Plusieurs indicateurs réseau sont particulièrement utiles :
- IP partagées : plusieurs comptes se connectent depuis la même IP au même moment ;
- géolocalisation incohérente : un étudiant censé être en France apparaît soudainement connecté depuis un autre continent ;
- changements brusques : bascule d’une IP à une autre en plein examen, sans explication technique évidente ;
- plages suspectes : IP associées à des VPN grand public ou à des data centers.
Ces signaux ne prouvent pas à eux seuls la fraude, mais ils justifient une investigation ciblée, surtout lorsqu’ils se combinent avec d’autres anomalies dans les logs d’examen.
Détecter les appareils et configurations anormales
Au-delà de l’IP, l’empreinte de l’appareil (device fingerprint) fournit des informations clés :
- type d’appareil (PC, tablette, smartphone) ;
- système d’exploitation et navigateur ;
- résolutions d’écran et paramètres techniques.
Les scénarios typiques de fraude impliquent :
- un appareil totalement différent de celui utilisé habituellement par l’étudiant ;
- des connexions simultanées depuis deux appareils pour le même compte ;
- des signatures techniques associées à des dispositifs de contrôle à distance.
En suivant ces éléments dans le temps, vous pouvez distinguer un simple changement d’ordinateur d’un schéma d’exploitation plus élaboré.

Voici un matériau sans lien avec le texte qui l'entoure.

PR #5934, opened 2016-10-04
SISRP-26282 - Class Page - Section Overview - No open position count when enrollments not present

redconfetti:
https://jira.berkeley.edu/browse/SISRP-26282

See QA PR #5935

### DIFF
--- a/spec/models/rosters/campus_spec.rb
+++ b/spec/models/rosters/campus_spec.rb
@@ -210,171 +210,189 @@ describe Rosters::Campus do
       let(:term_id) { Berkeley::TermCodes.to_edo_id(term_yr, term_cd) }
       let(:fake_oracle) { {} }
       let(:fake_edo) { fake_campus }
-      before do
-        expect(EdoOracle::Queries).to receive(:get_rosters).with([ccn1, ccn2], term_id).and_return enrollments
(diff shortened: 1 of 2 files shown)


spec/models/rosters/campus_spec.rb
```diff
@@ -210,172 +210,190 @@
       let(:term_id) { Berkeley::TermCodes.to_edo_id(term_yr, term_cd) }
       let(:fake_oracle) { {} }
       let(:fake_edo) { fake_campus }
-      before do
-        expect(EdoOracle::Queries).to receive(:get_rosters).with([ccn1, ccn2], term_id).and_return enrollments
-        # A method rather than a let so that modifications during a test don't persist.
-        def attributes
+      let(:feed) { feed = Rosters::Campus.new(user_id, course_id: campus_course_id).get_feed }
+
+      context 'when enrollments are present' do
```
redconfetti: I had to make this new sub-context with the `before` block that sets up the expectation for enrollments to be present, and thus for `User::BasicAttributes` to receive the call to `#attributes_for_uids`.

I then added a new context where this doesn't occur, because there are no enrollments present, on line 380

davidlimcheng:
LGTM

PR #5937, opened 2016-10-04
SISRP-26327, only show Teaching Card when user has teaching assignments

johncrossman:
https://jira.berkeley.edu/browse/SISRP-26327

If you are faculty with no teaching assignments then you get no Teaching Card.


johncrossman:
I'll submit a QA PR once this is merged.

paulkerschen:
A teacher not teaching is no teacher at all. Thanks @johncrossman.

PR #5938, opened 2016-10-04
CLC-6453, instructor role-code 'PROXY' assists instructor(s) with grading (e.g., Head GSI)

johncrossman:
https://jira.ets.berkeley.edu/jira/browse/CLC-6453

cc: @paulkerschen 

The new 'PROXY' instructor role-code is coming soon. At the very least, we should not `raise ArgumentError` when the role-code lands. Future PRs will address specific business logic concerns. E.g., OEC.

Fyi, (personal) Bamboo build in-progress: https://bamboo.ets.berkeley.edu/bamboo/browse/CPB-CJT85-2

### DIFF
--- a/app/models/edo_oracle/adapters/common.rb
+++ b/app/models/edo_oracle/adapters/common.rb
@@ -8,18 +8,22 @@ module EdoOracle
 
       def adapt_dept_name_and_catalog_id(row, user_courses)
         dept_name, catalog_id = user_courses.parse_course_code row
-        row.merge!({'dept_name' => dept_name, 'catalog_id' => catalog_id})
+        row.merge!({
+          'dept_name' => dept_name,
+          'catalog_id' => catalog_id
+        })
       end
 
       def adapt_instructor_func(row)
         return unless (code = row.delete 'role_code')
         row['instructor_func'] = case code
-          when 'PI' then '1'    # Teaching and In Charge, equivalent of Teaching and Instructor of Record (1)
-          when 'TNIC' then '2'  # Teaching but Not in Charge, equivalent of Teaching but not Instructor of Record (2)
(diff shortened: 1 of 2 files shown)


app/models/edo_oracle/adapters/common.rb
```diff
@@ -8,18 +8,22 @@ def adapt_course_cntl_num(row)
 
       def adapt_dept_name_and_catalog_id(row, user_courses)
         dept_name, catalog_id = user_courses.parse_course_code row
-        row.merge!({'dept_name' => dept_name, 'catalog_id' => catalog_id})
+        row.merge!({
+                     'dept_name' => dept_name,
+                     'catalog_id' => catalog_id
+                   })
```
paulkerschen: @johncrossman Not a merge blocker, but I think our usual practice for multiline hashes is to indent only two more spaces, and have the `})` back at the same indent level as `row.merge!({`.

app/models/edo_oracle/adapters/common.rb
```diff
@@ -35,15 +39,18 @@ def adapt_primary_secondary_cd(row)
...
       end
 
       def term_id(term_year, term_code=nil)
         unless term_code
-          term_year, term_code = term_year.split('-')
+          term_year, term_code = term_year.split '-'
         end
-        Berkeley::TermCodes.to_edo_id(term_year, term_code)
+        Berkeley::TermCodes.to_edo_id term_year, term_code
```
paulkerschen: @johncrossman Also not a merge blocker, but unless an idiom suggests otherwise, we tend to include parentheses around multiple arguments.

johncrossman: Thanks, @paulkerschen  I'll amend both of the above.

Combiner signaux réseau et comportementaux
La force de l’approche « signal-based » réside dans la combinaison :
- signaux réseau (IP, géolocalisation, appareils) ;
- signaux comportementaux (temps de réponse, changements d’onglet, séquences de clics) ;
- contexte pédagogique (type d’examen, niveau, historique de l’étudiant).
Par exemple :
- une IP partagée + des temps de réponse quasi identiques entre deux candidats + un score parfait sur les mêmes questions = suspicion élevée ;
- un changement d’IP isolé mais sans anomalie comportementale peut être classé comme risque faible.
Cette agrégation permet de construire un score de risque plus robuste qu’une simple règle binaire.

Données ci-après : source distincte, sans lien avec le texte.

PR #5942, opened 2016-10-04
CLC-6448 CLC-6449 OEC: special handling for Law and Spanish/Portuguese depts

paulkerschen:
https://jira.ets.berkeley.edu/jira/browse/CLC-6448
https://jira.ets.berkeley.edu/jira/browse/CLC-6449

Note that because of this special handling, we no longer get to set evaluation type ahead of time in EdoOracle::Adapters::Oec.

### DIFF
--- a/app/models/oec/sis_import_task.rb
+++ b/app/models/oec/sis_import_task.rb
@@ -67,9 +67,8 @@ module Oec
           skip_course course, 'course with non-evaluated instruction format'
         else
           course['course_id_2'] = course['course_id']
-          set_dept_form course
-          # Course rows sourced from EdoOracle::Adapters::Oec may have evaluation type already set.
-          set_evaluation_type course unless course['evaluation_type']
+          set_dept_form(worksheet, course)
+          set_evaluation_type course
           worksheet[row_key] = Oec::Worksheet.capitalize_keys course
         end
       end
@@ -126,7 +125,7 @@ module Oec
       end
     end
 
-    def set_dept_form(course)
+    def set_dept_form(worksheet, course)
       return if course['cross_listed_flag'].present?
 
       # Sets 'dept_form' to either 'MCELLBI' or 'INTEGBI' for BIOLOGY courses; otherwise uses 'dept_name'.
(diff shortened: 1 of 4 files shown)


redconfetti:
Looks good to me

app/models/oec/sis_import_task.rb
```diff
@@ -67,9 +67,9 @@ def import_course(worksheet, course)
           skip_course course, 'course with non-evaluated instruction format'
         else
           course['course_id_2'] = course['course_id']
-          set_dept_form course
-          # Course rows sourced from EdoOracle::Adapters::Oec may have evaluation type already set.
-          set_evaluation_type course unless course['evaluation_type']
+          set_dept_form(worksheet, course)
+          # LAW and SPANISH are special cases that don't use F/G evaluation types.
+          set_evaluation_type course unless %w(LAW SPANISH).include? course['dept_form']
```
johncrossman: @paulkerschen would it make sense to move this LAW/SPANISH logic into `set_evaluation_type`? I.e.,
```
return if %w(LAW SPANISH).include? course['dept_form']
```
Or do you like the readability of having it here?

app/models/oec/sis_import_task.rb
```diff
@@ -136,6 +136,10 @@ def set_dept_form(course)
       if (mapping = Oec::CourseCode.catalog_id_specific_mapping(course['dept_name'], course['catalog_id']))
         @dept_forms[mapping] ||= Oec::CourseCode.where(dept_code: mapping.dept_code, catalog_id: '').pluck(:dept_name).first
         course['dept_form'] = @dept_forms[mapping]
+      # The Spanish and Portuguese department is another special case where all courses use the SPANISH department form,
+      # regardless of subject area.
+      elsif worksheet.dept_code == 'LPSPP'
+        course['dept_form'] = 'SPANISH'
```
johncrossman: @paulkerschen I assume this is good as is but...  Do we need `if worksheet.dept_code == 'LPSPP'` to be the first conditional in this `if ... elsif ... else` block?

johncrossman:
LGTM, too.  I posted two questions.

app/models/oec/sis_import_task.rb
paulkerschen: @johncrossman You'd be forgiven for thinking so, but the first conditional under `if` has to do with `BIOLOGY` courses, as the comment muddledly attempts to express.

app/models/oec/sis_import_task.rb
paulkerschen: @johncrossman I am convinced! Amending.

PR #5945, opened 2016-10-04
CLC-6451 OEC: Separately flag cross-listed and room-shared _GSI rows

paulkerschen:
https://jira.ets.berkeley.edu/jira/browse/CLC-6451

Avoid bogus errors when faculty and GSIs turn out to be different people.


johncrossman:
GSIs get some love. Thanks, @paulkerschen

Mettre en place un système d’alertes réseau
Même avec des moyens limités, vous pouvez :
- enregistrer l’IP, l’appareil et le navigateur à chaque connexion ;
- créer des règles simples (IP partagée, changement d’appareil en cours d’examen, connexion depuis un pays inattendu) ;
- générer automatiquement une alerte lorsqu’un seuil est dépassé ;
- consigner ces événements dans un journal d’audit pour les commissions disciplinaires.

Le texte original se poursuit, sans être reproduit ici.